PROVIDED INFORMATION:

PR #3866, opened 2025-12-31
test(node-krb5): drop libcxxabi dependency

ysndr:
This package was merged into libcxx in nixpkgs 292043 It's holding our catalog page back to 2024.

Recent catalogs provide `clang` at version `21.x`, which seems to break gyp builds at some stage with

ABOUT THIS TASK: Each line above must be output exactly as it stands.

ANSWER BELOW:
PR #3866, opened 2025-12-31
test(node-krb5): drop libcxxabi dependency

ysndr:
This package was merged into libcxx in nixpkgs 292043 It's holding our catalog page back to 2024.

Recent catalogs provide `clang` at version `21.x`, which seems to break gyp builds at some stage with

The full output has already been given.